PR #113, opened 2020-06-09
Interface for the action menu component

ps37:
ActionItem interface that defines the type of actions that can be given as input to the action menu component.

The component itself with inputs and methods needed for plumbing the model required for rendering the view.

### DIFF
--- a/projects/components/src/action-menu/action-menu.component.spec.ts
+++ b/projects/components/src/action-menu/action-menu.component.spec.ts
@@ -34,7 +34,7 @@ describe('ActionMenuComponent', () => {
 
     describe('set actions', () => {
         it('marks the actions with no actionType as ActionType.CONTEXTUAL', () => {
-            testHostComponent.actions = ACTIONS_WITH_NO_ACTION_TYPES;
+            testHostComponent.actions = getNewArray(ACTIONS_WITH_NO_ACTION_TYPES);
             fixture.detectChanges();
             testHostComponent.actionMenuComp.actions.forEach(action => {
                 expect(action.actionType).toEqual(ActionType.CONTEXTUAL);
@@ -50,7 +50,7 @@ describe('ActionMenuComponent', () => {
             expect(actionDisplayConfig.staticActionStyling).toEqual(ActionStyling.INLINE);
         });
         it('sets display config options to given values when a input is given', () => {
-            testHostComponent.actionDisplayConfig = ACTION_DISPLAY_CONFIG;
+            testHostComponent.actionDisplayConfig = getNewObj(ACTION_DISPLAY_CONFIG);
             fixture.detectChanges();
             const actionDisplayConfig = testHostComponent.actionMenuComp.actionDisplayConfig;
             expect(actionDisplayConfig.contextual.featuredCount).toEqual(2);
@@ -62,7 +62,7 @@ describe('ActionMenuComponent', () => {
             'sets shouldShowIcon to true, shouldShowText to false and shouldShowTooltip to true when buttonContents ' +
                 'is set to icon',
             () => {
-                testHostComponent.actionDisplayConfig = ACTION_DISPLAY_CONFIG;
+                testHostComponent.actionDisplayConfig = getNewObj(ACTION_DISPLAY_CONFIG);
                 fixture.detectChanges();
                 expect(testHostComponent.actionMenuComp.shouldShowIcon).toBeTruthy();
                 expect(testHostComponent.actionMenuComp.shouldShowText).toBeFalsy();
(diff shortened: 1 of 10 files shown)


projects/components/src/action-menu/action-menu.component.spec.ts
```diff
@@ -0,0 +1,373 @@
...
+})
+class TestHostComponent<R extends Record> {
+    @ViewChild(ActionMenuComponent, { static: true }) actionMenuComp: ActionMenuComponent<R, HandlerData>;
+
+    actionDisplayConfig: ActionDisplayConfig;
+
+    actions: ActionItem<R, HandlerData>[] = [];
+}
+
+const ACTION_DISPLAY_CONFIG = {
```
juanmendes, line 257: Do not re-use objects , create a function that returns a new object so that every caller gets a separate instance. Change all instances in change

projects/components/src/action-menu/action-menu.component.ts
```diff
@@ -0,0 +1,194 @@
+/*!
+ * Copyright 2020 VMware, Inc.
+ * SPDX-License-Identifier: BSD-2-Clause
+ */
+
+import { Component, Input } from '@angular/core';
+import { ActionDisplayConfig, ActionItem, ActionStyling, ActionType, TextIcon } from '../common/interfaces';
+
+/**
```
juanmendes, line 9: What do T and R stand for? Please always document your generic types

projects/components/src/action-menu/action-menu.component.ts
```diff
@@ -0,0 +1,194 @@
...
+    /**
+     * Used for disabling the menu bar or menu dropdown
+     */
+    @Input() disabled = false;
+
+    /**
+     * A switch to hide static actions. For example, Used when we want to display only contextual actions per row or
+     * card
+     */
+    @Input() showStaticActions = true;
```
juanmendes, line 35: Please add type information, compodoc doesn't infer it.

projects/components/src/action-menu/action-menu.component.ts
```diff
@@ -0,0 +1,194 @@
...
+     */
+    private _actionDisplayConfig: ActionDisplayConfig = {
+        contextual: {
+            featuredCount: 0,
+            styling: ActionStyling.INLINE,
+            buttonContents: TextIcon.TEXT,
+        },
+        staticActionStyling: ActionStyling.INLINE,
+    };
+    @Input() set actionDisplayConfig(config: ActionDisplayConfig) {
```
juanmendes, line 75: Please move documentation from the backing private to here

projects/components/src/action-menu/action-menu.component.ts
```diff
@@ -0,0 +1,194 @@
...
+        if (!config) {
```
juanmendes, line 76: Why is this null check required? Should it default to something when null is passed in? Please document this behavior

projects/components/src/action-menu/action-menu.component.ts
```diff
@@ -0,0 +1,194 @@
...
+        );
+        return this.getAvailableActions(contextualActions, selection);
+    }
+
+    /**
+     * Execute the {@link ActionItem.handler} function by passing it {@link #selectedEntities} and
+     * {@link ActionItem.handlerData} as arguments
+     */
+    runActionHandler(action: ActionItem<R, T>): void {
+        const actionHandlerData = [];
```
juanmendes, line 171: Should just call

```ts
action.handler(this.selectedEntities, action.handlerData1)
```

RIght now you're breaking the signature if there are no selected entities

projects/components/src/common/interfaces/action-item.interface.ts
```diff
@@ -0,0 +1,137 @@
...
+ * Copyright 2020 VMware, Inc.
+ * SPDX-License-Identifier: BSD-2-Clause
+ */
+
+/**
+ * List of different type of action buckets
+ */
+export enum ActionType {
+    /**
+     * Global actions that are displayed always irrespective of the context. These get shown as the first set of actions
```
juanmendes, line 11: Replace `These get shown` with `These display` throughout

projects/components/src/common/interfaces/action-item.interface.ts
```diff
@@ -0,0 +1,137 @@
...
+ * Type of {@link ActionItem.handler} function
+ */
+export type ActionHandlerType<R, T> = (selectedEntities?: R[], handlerData?: T) => Promise<string | undefined> | void;
+
+/**
+ * Data required for displaying an action item in a menu.
+ * T is the type of custom data passed to action handler
+ * R is the type of selected entity on which the action will be performed
+ */
+export interface ActionItem<R = unknown, T = unknown> {
```
juanmendes, line 38: Do we really need defaults? I don't see the benefit of defaulting to unknown.

projects/components/src/common/interfaces/action-item.interface.ts
```diff
@@ -0,0 +1,137 @@
...
+    /**
+     * The i18n key for the text of the button
+     */
+    textKey?: string;
+    /**
+     * The css class the button should have.
+     *
+     * @unique among all added buttons
```
juanmendes, line 46: `@unique` is not a jsdoc tag, replace with

Must be unique among all added actions within an action list

PR #114, opened 2020-06-15
Fix selectedOption returning undefined because of mismatching primitives

ps37:
The selectedOption of FormSelect component is returning undefined when there is a mismatch between string and number types of values between option.value and formControl.value even though the values are equal.

For Example: `this.options.find(option => option.value === this.formControl.value);` resulting in...
1000 === "1000" or "1000" === 1000

### DIFF
--- a/projects/components/src/form/form-select/form-select.component.spec.ts
+++ b/projects/components/src/form/form-select/form-select.component.spec.ts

● Your objective
When a line in the data contains "there", return it as written.

● Written reply
RIght now you're breaking the signature if there are no selected entities
The selectedOption of FormSelect component is returning undefined when there is a mismatch between string and number types of values between option.value and formControl.value even though the values are equal.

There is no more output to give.